Le nouvel accélérateur linéaire construit pour l'université de Stanford, à peu de distance de San Francisco, mesure 3 200 m de long, ce qui l'a fait surnommer le Monstre. Les faisceaux d'électrons circulent dans un tuyau de cuivre de 10 cm de diamètre, logé dans un tunnel à 7,5 m sous terre. Ils y sont accélérés jusqu'à une énergie de 20 GeV. À ce moment, leur vitesse est presque égale à celle de la lumière, et, en vertu de la relativité, leur masse est 40 000 fois plus grande que celle d'un électron au repos.

Dans sa version finale, l'accélérateur de Stanford accélérera les électrons jusqu'à 40 GeV.

Cette machine sert à des recherches sur les interactions fondamentales produites par des électrons, et à des essais de vérification de la théorie de l'électromagnétisme. Mais les physiciens sont eux-mêmes loin de prévoir tous les phénomènes qui se produiront lorsque des électrons animés de telles énergies entreront en contact avec des noyaux. C'est ce qu'un savant américain exprime avec humour en écrivant que c'est justement l'impossibilité de prévoir exactement la manière dont on utilisera le Monstre de Stanford qui constitue la meilleure raison de le construire.

Un super-accélérateur

Une des principales difficultés dans la construction des accélérateurs consiste dans la création de champs magnétiques capables de maintenir strictement les faisceaux de particules sur leur trajectoire. Si cette condition n'est pas réalisée, les particules se dispersent, l'intensité du courant va diminuant à mesure qu'augmente l'énergie des particules. C'était là un des défauts du grand synchrotron construit par les Soviétiques à Doubna en 1956, et qui donnait des protons de 10 GeV.
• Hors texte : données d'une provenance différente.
PR #55, opened 2023-05-24
Ability to have themes on different paths

neon-mmd:
## What does this PR do?

This PR makes it possible to add the themes folder on paths other than the project folder (codebase).

This change allows the app to be packaged by Linux distros in their package repository for example this would allow it to be packaged for the [aur](https://aur.archlinux.org/) which makes it easier for users to install the app.

it can be tested by installing and running `websurfx` as mentioned in the docs and on the Readme and by checking whether on running it returns any error in the logs.

## Related issues

Closes #52

### DIFF
--- a/src/server/routes.rs
+++ b/src/server/routes.rs
@@ -7,8 +7,8 @@ use std::fs::read_to_string;
 use crate::{
     cache::cacher::RedisCache,
     config_parser::parser::Config,
+    handler::public_path_handler::handle_different_public_path,
     search_results_handler::{aggregation_models::SearchResults, aggregator::aggregate},
-    theme_handler::theme_path_handler::handle_different_theme_path,
 };
 use actix_web::{get, web, HttpRequest, HttpResponse};
 use handlebars::Handlebars;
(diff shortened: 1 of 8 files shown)


src/server/routes.rs
```diff
@@ -146,7 +147,8 @@ pub async fn search(
 /// Handles the route of robots.txt page of the `websurfx` meta search engine website.
 #[get("/robots.txt")]
 pub async fn robots_data(_req: HttpRequest) -> Result<HttpResponse, Box<dyn std::error::Error>> {
-    let page_content: String = read_to_string("./public/robots.txt")?;
+    let page_content: String =
+        read_to_string(format!("{}/robots.txt", handle_different_theme_path()?))?;
```
XFFXFF, line 151: I may seem confusing as to why the `robots.txt` file is located under the theme path. Since the theme path is essentially the public path, I think it could be better to consider a function name such as `handle_differenct_public_path` instead of `handle_different_theme_path`. What do you say? @neon-mmd

XFFXFF (commented):
Looks great! Only one comment

src/server/routes.rs
neon-mmd: My thinking was that the name `theme` would be more appropriate while writing the code but now I think you are right, I will make the change right away :slightly_smiling_face: .

XFFXFF (approved):

PR #60, opened 2023-05-26
fix issue: #56 removed the meta seach engine link

### LINKED ISSUE #56: Readme Revision
Revise the readme to keep it on par with the current changes. These include adding and changing the following things:
- [x] Remove unnecessary shields from the `Readme`
- [x] Update the first preview image in the readme if possible replace the images with a `Gif`
- [x] Fix `Back to Top` button by updating the link to where it points.
- [x] Update the `Why Websurfx` section content under the `FAQ` section from this:

> The primary purpose of the Websurfx project is to create a fast, secure, and privacy-focused [meta search engine](https://en.wikipedia.org/wiki/Metasearch_engine). While there are numerous meta search engines available, not all of them guarantee the security of their search engine, which is critical for maintaining privacy. Memory flaws, for example, can expose private or sensitive information, which is never a good thing. Rust is used to write Websurfx, which ensures memory safety and removes such issues. Many meta search engines also lack important features like advanced picture search, which is required by many graphic designers, content providers, and others. Websurfx attempts to improve the user experience by providing these and other features, such as proper NSFW blocking.

to:

> The primary purpose of the Websurfx project is to create a fast, secure, and privacy-focused meta-search engine. While there are numerous meta-search engines available, not all of them guarantee the security of their search engine, which is critical for maintaining privacy. Memory flaws, for example, can expose private or sensitive information, which is never a good thing. Also, there is the added problem of Spam, ads, and unorganic results which most engines don't have the full-proof answer to it till now but with Websurfx I finally put a full stop to this problem, also, Rust is used to write Websurfx, which ensures memory safety and removes such issues. Many meta-search engines also lack important features like advanced picture search, which is required by many graphic designers, content providers, and others. Websurfx attempts to improve the user experience by providing these and other features, such as proper NSFW blocking and Micro-apps or Quick results (like providing a calculator, currency exchanges, etc in the search results).

sathiyaIbe:
## What does this PR do?

Removed the meta-search engine link

The issues were opened in the readme file is this needed to avoid an external link

## Related issues

#56


neon-mmd:
Ok, I love the changes you made and I would be very glad to merge them but can you please explain in brief (adding a little more context) why did you make the change ?? Like what was the reason behind for example `Did you want to reduce clutter?` or `Remove the link because it was unnecessary? Explaining the reason why it was so?` or `something else?`

sathiyaIbe:
yeah that meta search engine text contains some link and that goes to some external page so avoid this I had removed the background link as well as in that paragraph again the same word was mentioned without the background link so its seems to be unwanted so that's why I made these changes

neon-mmd (approved):
Ok nice!! :+1: , let's merge it :slightly_smiling_face: .

sathiyaIbe:
Thank you for your response really super fast

PR #61, opened 2023-05-26
UPDATED: Removed Deprecated API

LX5321:
## What does this PR do?

Updates the API for capturing the `Enter` keypress from keyboard.

Fixes code in accordance to CWE-477: Use of Obsolete Function.

[https://cwe.mitre.org/data/definitions/477](CWE-477)

### DIFF
--- a/public/static/index.js
+++ b/public/static/index.js
@@ -4,7 +4,7 @@ function search_web() {
 }
 
 search_box.addEventListener('keyup', (e) => {
-  if (e.keyCode === 13) {
+  if (e.key === 'Enter') {
     search_web()
   }
 })


neon-mmd:
Ok, the code looks great!! :+1: Thanks for the fix :slightly_smiling_face: I would love to have this merged but if you don't mind can you please reopen this PR by adding all the changes you made to the `rolling branch` of the forked project and then changing the base branch to `rolling` instead of `master`.

So that it instead of this:
image

It shows something like:
`neon-mmd:rolling` from `LX5321:rolling`

LX5321:
@neon-mmd Sure, not a problem 👍🏼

Celui qu'ils construisent à Serpoukhov utilise une invention déjà appliquée à Brookhaven et à Genève : la focalisation forte, ou focalisation à gradient alterné. La couronne du champ magnétique est découpée en petits secteurs qui créent un système focal convergent, ramenant les particules sur leur orbite. On peut alors utiliser des unités magnétiques (électro-aimants) beaucoup moins massives (proportionnellement à l'énergie obtenue) que celles qu'exigeaient les anciens synchrotrons.
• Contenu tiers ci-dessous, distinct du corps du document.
PR #69, opened 2023-05-27
Centered About page content

### LINKED ISSUE #59: Make about page centered
Put some margins on the right and left of the content of the `About Page` to make it centered on the website to make it visually look better by using percentage values for the margins instead of using fixed values like `rem`, `em`, `px`, etc. 

image

The target file that needs to be changed is located under `public/static/themes` and it is called `simple.css`.

sam-sunder:
This PR fixes https://github.com/neon-mmd/websurfx/issues/59 centering about page content

This is an UI fix

## Related issues
Closes #59

### DIFF
--- a/public/static/themes/simple.css
+++ b/public/static/themes/simple.css
@@ -296,5 +296,8 @@ footer {
 
   .about-container h3{
     font-size: 1.5rem;
+  }
+
+  .about-container {
     width: 80%;
   }
--- a/public/static/themes/simple.css
+++ b/public/static/themes/simple.css
@@ -296,4 +296,5 @@ footer {
 
   .about-container h3{
     font-size: 1.5rem;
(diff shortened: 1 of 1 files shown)


sam-sunder:
image

neon-mmd:
I don't why but the `About page` content doesn't seem to be centered, Maybe you made a slight error or mistake in the code for example `you wanted to add something else but mistakenly added something other than what was intended`, I would suggest reviewing the code once more :slightly_smiling_face: .

image

sam-sunder:
Thanks, I've reviewed code and found the mistake. It's ready to be reviewed by you now 😊

neon-mmd (approved):
Now it looks perfect :+1: !! I will merge this change right away :slightly_smiling_face: .

PR #70, opened 2023-05-27
Provide an option to enable or disable logs

### LINKED ISSUE #46: Provide logging option in the config
Provide a `logging` option that when set to true enables logging in standard output but when set to false disables it. This option is important for privacy reasons as this will give users the ability to select servers that have these options set to false which will give them a sense of relief.

``` lua
logging = true
```

neon-mmd:
## What does this PR do?

This PR introduces a new option to enable or disable logs.

This change allows users to disable logs to improve their privacy.

it can be tested by installing and running websurfx as mentioned in the docs and on the Readme and by checking whether on running it returns any errors.

## Author's checklist

- [x] Add a new option named `logging` in the config file.
- [x] Add the code to parse the new option.
- [x] Add a condition-based code to only enable logging if it is set to true.  

## Related issues

Closes #46

### DIFF
--- a/src/bin/websurfx.rs
+++ b/src/bin/websurfx.rs
@@ -5,7 +5,6 @@
 
 use std::net::TcpListener;
 
-use env_logger::Env;
 use websurfx::{config_parser::parser::Config, run};
 
 /// The function that launches the main server and registers all the routes of the website.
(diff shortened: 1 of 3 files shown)


xffxff (approved):
nice!

PR #79, opened 2023-05-29
Github CI to automate the generation of contributors list

### LINKED ISSUE #78: Automate Contributor list generation
At present the contributor list is being provided by contrib.rocks but this solution seems to have problems like it doesn't update that often which makes the contributor list under the `credits` section of `Readme` lag behind as shown in the image below. Provide a way to automate the GitHub contributors list using an appropriate Github action that runs every day on a fixed schedule for example at 10 pm every day.

Here you can see the actual number of contributors is 8 but in the Readme, it shows only 5 contributors:

image

image

`Note:` The Github you choose should provide the ability to provide rounded avatars in the contributors' list.

neon-mmd:
## What does this PR do?

This PR adds a GitHub CI to automate the generation of the contributors' list.

This change is essential as this way is a better solution to provide a contributors' list as previously seemed to lag behind in showing the actual numbers of contributors (as shown in the images below)  in the contributors under the `Credits` section of the `Readme`. 

image

image

## Related issues

Closes #78

### DIFF
--- a/.github/workflows/contributors.yml
+++ b/.github/workflows/contributors.yml
@@ -1,0 +1,16 @@
+name: Contributors
+on:
+  schedule:
+    - cron: '0 1 * * *' # At 01:00 on every day.
+  push:
+    branches:
+      - rolling
+jobs:
+  contributors:
+    runs-on: ubuntu-latest
+    steps:
+      - uses: wow-actions/contributors-list@v1
+        with:
+          GITHUB_TOKEN: ${{ secrets.GITHUB_TOKEN }}
+          round: true
+          svgPath: ../../images/contributors_list.svg


.github/workflows/contributors.yml
```diff
@@ -0,0 +1,16 @@
...
+      - rolling
+jobs:
+  contributors:
+    runs-on: ubuntu-latest
+    steps:
+      - uses: wow-actions/contributors-list@v1
+        with:
+          GITHUB_TOKEN: ${{ secrets.GITHUB_TOKEN }}
+          round: true
+          svgPath: ../../images/contributors_list.svg
```
xffxff, line 16: I can't find where we use this svg. Do we need to use it in the Readme.md?

neon-mmd: Yes :slightly_smiling_face: , we need to use the generated `svg file` in the `Readme.md` if you want to like to know more about the GitHub action you can check this [out](https://github.com/marketplace/actions/contributors-list) :slightly_smiling_face: .

xffxff: I see ~

xffxff (approved):
nice!

PR #80, opened 2023-05-29
Provide a debug option in the config

### LINKED ISSUE #45: Provide a debug option in the config
Provide a debug option in the config file. This option when set to true will give a verbose log and also it will disable random delays.

``` lua
debug = true
```

neon-mmd:
## What does this PR do?

This change provides a new debug option in the config file. 

This change allows anyone working on the project or testing the project to view in-depth the different happening in the app. 

it can be tested by installing and running websurfx as mentioned in the docs and on the Readme and by checking whether on running it returns any errors.

## Author's checklist

- [x] Add a new option named `debug` in the config file.
- [x] Add the code to parse the new option.
- [x] Add a condition-based code to only enable `debug mode` if it is set to true.
- [x] Add a condition-based code to only disable random delay when `debug` option is set to true.

## Related issues

Closes #45

### DIFF
--- a/Cargo.lock
+++ b/Cargo.lock
@@ -125,7 +125,7 @@ dependencies = [
  "actix-utils",
  "futures-core",
  "futures-util",
- "mio 0.8.6",
+ "mio 0.8.7",
  "num_cpus",
  "socket2",
  "tokio 1.28.2",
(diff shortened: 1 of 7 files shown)


xffxff (approved):
Looks good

À Serpoukhov, les protons circuleront à l'intérieur d'un anneau de près de 1 500 m de circonférence, dans lequel ils seront accélérés par 120 unités magnétiques. Leur énergie maximale pourra aller jusqu'à 70 GeV, avec une intensité de 2 à 3 × 1012 protons par impulsion. Les savants occidentaux qui ont visité Serpoukhov ont été particulièrement frappés par les proportions gigantesques de l'ensemble des installations. Le tunnel de l'anneau est si spacieux qu'on peut entreposer du matériel de part et d'autre des aimants. Le bâtiment lui-même est construit selon une conception nouvelle et hardie. Le toit est entièrement formé d'une voûte métallique en alliage léger, de sorte que l'espace intérieur est entièrement libre de tout support qui pourrait gêner l'installation.

Avant d'être injectés dans l'anneau du synchrophasotron, les protons auront subi une préaccélération dans un accélérateur linéaire à trois étages, le dernier étage communiquant aux particules une énergie de 100 MeV (millions d'électron-volts).

Une création française

Quand ils ont atteint l'énergie maximale que peut leur donner l'accélérateur, les protons sont déviés sur une cible où leur impact avec les nucléons produit des événements divers, en particulier l'apparition de particules instables, mésons et hypérons. Ces particules, à leur tour, déclenchent de nouvelles interactions.

Pour observer ces événements, on se sert de divers instruments de détection, parmi lesquels les chambres à bulles. Ce sont des récipients contenant un liquide maintenu dans un état de température et de pression tel que la trajectoire des particules électrisées s'y matérialise par des traînées d'ébullition, enregistrées photographiquement.

Suivant la nature de l'expérience, on utilise des chambres à liquides lourds, comme le fréon, ou légers, comme l'hydrogène liquide. Parmi les chambres à bulles dont disposera l'accélérateur de Serpoukhov figure une chambre à hydrogène construite à Saclay et baptisée Mirabelle.